Xpo-1 Antagonism Impairs CSF-1R Expression and Depletes Lymphoma-Associated Macrophages in T-Cell Lymphomas

Background: Lymphoma-associated macrophages (LAM) provide ligands for antigen, costimulatory, and cytokine receptors expressed by malignant T cells and directly promote T-cell lymphomagenesis. LAM also play an important role in suppressing host anti-tumor immunity and indirectly promote T-cell lymphomagenesis. Therefore, LAM are a therapeutic vulnerability in T-cell lymphomas (TCL), and their depletion from the tumor microenvironment (TME) is a rational therapeutic goal.

Methods: XPO1 and CD163 expression were examined by immunohistochemical staining. In order to determine the extent to which XPO1 antagonism depletes LAM, a pharmacologic strategy was adopted using selinexor. Viability of human monocyte-derived and TCL conditioned macrophages upon selinexor treatment was examined in vitro using standard methods. RNA binding to eIF4e was determined by RNA immunoprecipitation (RIP) using eIF4e and IgG antibodies and quantification performed by qPCR. Nuclear export of eIF4e client mRNA upon XPO1 antagonism with selinexor was examined by qRT-PCR in nuclear and cytoplasmic pools of RNA. LAM depletion upon selinexor treatment was examined in vivo using a previously described GEM (Smarcb1-deficient) model and CD68-GFP reporter mice.
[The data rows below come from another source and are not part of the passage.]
PR #1382, opened 2026-09-07
feat(web): reasoning depth selector for GLM (off/low/medium/high/max)

### LINKED ISSUE #1311: [Feature]: Add web toggle for GLM5.x reasoning levels
### Problem

Currently coli web only has a simple on/off switch for reasoning. The new GLM5.3 (flash and regular) no longer supports disabling reasoning and is in part what is causing the bug in #1278.

GLM 5.2 has 3 reasoning modes: "Non-thinking", "High", and "Max".
GLM 5.3 has 3 reasoning modes: "Low", "High", "Max"
Source: https://z-cdn-media.chatglm.cn/prompts-rich-media-resources/5.3-flash-blog/H1hAKXnDMx.png

### Proposed solution

This feature requests asks for the following:

- Add the 3 options for reasoning adjustment on the web interface
- Correctly handles the differences between 5.2 and 5.3 so that when running a 5.3 model there is no option to disable reasoning.

### Alternatives considered

Temperately remove the reasoning toggle when running GLM 5.3 so that reasoning is always enabled to a default value of either "low" or "high". 

### Scope and compatibility

Web interface.

dmoraesrs:
Closes #1311.

The web UI only had a boolean reasoning toggle, but the GLM chat template already accepts a level: `render_chat` maps `reasoning_effort` (low/medium/high/xhigh) onto the words the model understands (Low/Medium/High/Max) when `enable_thinking` is on. So the web client could ask for "some reasoning", never how much.

## What changed

- **Level selector instead of on/off.** The sidebar toggle becomes a selector with `Off / Low / Medium / High / Max`. Each maps onto what the engine renders (`enable_thinking` + `reasoning_effort`).
- **Backward compatible.** `reasoning_effort` is sent only when reasoning is on, so a plain on/off client (and any non-GLM backend) behaves exactly as before.
- **GLM 5.3 constraint honored.** GLM 5.3 cannot disable reasoning, so `Off` is dropped from the choices for those models, and switching to one while `Off` is selected lifts the level to `High` — mirroring the model's own rule instead of sending a level it will ignore. Detection is by model id (`/5\.3/`).
- **i18n.** Level strings added for all five locales (en, de, it, zh-CN, zh-TW).

## Mapping (UI level -> request)

| UI | enable_thinking | reasoning_effort | GLM renders |
|----|-----------------|------------------|-------------|
| Off | false | (omitted) | Non-thinking |
| Low | true | low | Low |
| Medium | true | medium | Medium |
| High | true | high | High |
| Max | true | xhigh | Max |

## Validation
- `npm run build` (tsc -b + vite build) — clean, 0 type errors
- `npm test` (vitest) — 33 passed, including two new cases in `api.test.ts` (reasoning_effort sent when on / omitted when off)

## Notes / open questions for the maintainer
- 5.2-vs-5.3 detection is by model-id substring, the only version signal the web client has today. If the server exposed the family on `/v1/models`, the check could key off that instead — happy to follow that up if preferred.
- The alternative in the issue (drop the toggle entirely on 5.3) is a subset of this: here 5.3 keeps the Low/High/Max choices and only loses `Off`.

### DIFF
--- a/web/src/App.tsx
+++ b/web/src/App.tsx
@@ -46,6 +46,24 @@ const message = (role: ChatMessage["role"], content: string): ChatMessage => {
   return { id, role, content }
 }
 
+/* Reasoning depth for GLM. The engine renders enable_thinking + reasoning_effort;
+   these levels map onto the words GLM understands (Low/Medium/High/Max), and "off"
+   turns thinking off entirely. GLM 5.3 cannot disable reasoning, so "off" is dropped
+   for it -- the model's own constraint, mirrored in the control rather than sent and
+   silently ignored. */
+type ReasoningLevel = "off" | "low" | "medium" | "high" | "max"
+
+const REASONING_EFFORT: Record<Exclude<ReasoningLevel, "off">, string> = {
+  low: "low", medium: "medium", high: "high", max: "xhigh",
+}
+
+const modelForcesReasoning = (model: string) => /5\.3/.test(model)
+
+const reasoningLevelsFor = (model: string): ReasoningLevel[] =>
+  modelForcesReasoning(model)
+    ? ["low", "medium", "high", "max"]
+    : ["off", "low", "medium", "high", "max"]
+
 export default function App() {
   const { t, locale, setLocale, locales } = useLocale()
 
@@ -61,7 +79,7 @@ export default function App() {
   const [model, setModel] = useState(() => stored(localStorage, "colibri.model", "glm-5.2-colibri"))
   const [temperature, setTemperature] = useState(0.7)
   const [maxTokens, setMaxTokens] = useState(4096)
-  const [thinking, setThinking] = useState(false)
+  const [reasoning, setReasoning] = useState<ReasoningLevel>("off")
   const [cacheSlot, setCacheSlot] = useState(0)
   const [conversations, setConversations] = useState<Record<number, ChatMessage[]>>({ 0: [] })
   const [health, setHealth] = useState<HealthResponse | null>(null)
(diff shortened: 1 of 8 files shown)


dmoraesrs:
Ran the CONTRIBUTING local check (`make check`): the portable CPU build completes and the C unit tests pass; Python stdlib tests pass 669/670. The one failure is `test_resource_plan.test_auto_tune_mtp_off_when_disk_low_hit`, which fabricates multi-GB shards and hit `OSError: [Errno 28] No space left on device` on my box (disk at 99%) — an environment limit, and this change is web-only (it does not touch C or Python). The web gate is green: `npm run build` (0 type errors) and `npm test` (33 passed, incl. two new api.test.ts cases).

dmoraesrs:
Update on validation: re-ran `make check` on Ubuntu 24.04 / gcc 13.3 (matching the Linux CI), on a box with disk to spare. Result: **681 tests, `OK`, 0 failures** — the earlier `test_resource_plan` failure was purely my Mac being at 99% disk, not the change. Build compiles; the only compiler warnings are pre-existing baseline ones in `deepseek_v4.c`/`qwen38.c` (this PR is web-only and touches no C). Web gate remains green (`npm run build` 0 type errors, `npm test` 33 passed).

JustVugg:
Reviewed against the gateway on dev: the model ids are glm-5.3-flash-colibri and glm-5.2-colibri, so the /5\.3/ check hits Flash and leaves the large GLM-5.3 on the 5.2 template, where Off is a real state; reasoning_effort only travels with thinking on; the mapping table matches render_chat. One nit for a follow-up, not a blocker: on 5.3 the server renders medium as High (its template has Low/High/Max), so the Medium entry is a duplicate of High there; reasoningLevelsFor could drop it for models that force reasoning. Merging. Thank you, this is what #1311 asked for.

Issue #1331, opened 2026-09-04
[Bug]: CUDA VRAM expert tier silently no-ops on int8 checkpoints -- reserves budget, promotes zero experts, no error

Results: As we had previously demonstrated that CD163 identifies LAM that are alternatively polarized and proliferative, co-staining was performed with CD163 and XPO1, and CD163+XPO-1+ LAM identified in 69% of PTCL cases (n=26) examined. We previously demonstrated that LAM within a PTCL context are resistant to inhibition by selective CSF-1R antagonists. Therefore, we performed an unbiased, high-throughput screen using monocytes cultured in the presence of cell-free conditioned media (CFCM) obtained from T-cell lymphoma cell lines and primary specimens. This screen identified selinexor as a potential therapeutic vulnerability. Therefore, we cultured normal-donor monocytes in RPMI media alone, or in media supplemented with cell free conditioned media (CFCM) obtained from PTCL/CTCL cell lines (n=2) or primary specimens (n=5) and determined cell viability. Consistent with our prior findings, CFCM from PTCL/CTCL cells promoted the growth and survival of monocyte-derived macrophages (MDM), but this effect was abrogated upon selinexor treatment. These findings converged with the observation that CSF-1R transcripts are eIF4e clients in ALCL cells. Therefore, the extent to which transcripts required for macrophage survival (i.e. CSF-1R), proliferation (i.e. PU.1), and polarization (i.e. STAT3) are eIF4e clients was examined by eIF4e-RIP in MDM. These experiments demonstrated that CSF-1R, PU.1 and STAT3 are eIF4e clients, and selinexor treatment significantly decreased their nuclear export in MDM. Given the obvious clinical relevance of CSF-1R as a therapeutic target, CSF-1R expression in MDM following selinexor treatment was examined, and compatible with these results, a significant decrease in CSF-1R expression observed upon selinexor treatment. We previously employed CD68-GFP reporter mice in a Smarcb1-deficient GEM model, demonstrating that GFP+ macrophages in this TCL model are transcriptionally reprogrammed and proliferative. Selective CSF-1R antagonists minimally impair LAM survival in this model. In contrast, selinexor significantly depleted LAM ex vivo in this model and impaired the viability of bone marrow derived macrophages. In order to extend these findings, lymphoma-bearing GEM mice were treated with selinexor and the abundance of CD11b+Ly6G- LAM determined by flow cytometry, whereby a significant reduction in LAM abundance and TCL progression were observed, compatible with our in vitro/ex vivo findings.

Conclusions: Therefore, we concluded that XPO1 inhibition indirectly impairs T-cell lymphoma growth and survival by depleting LAM, which are a dependency in these lymphomas.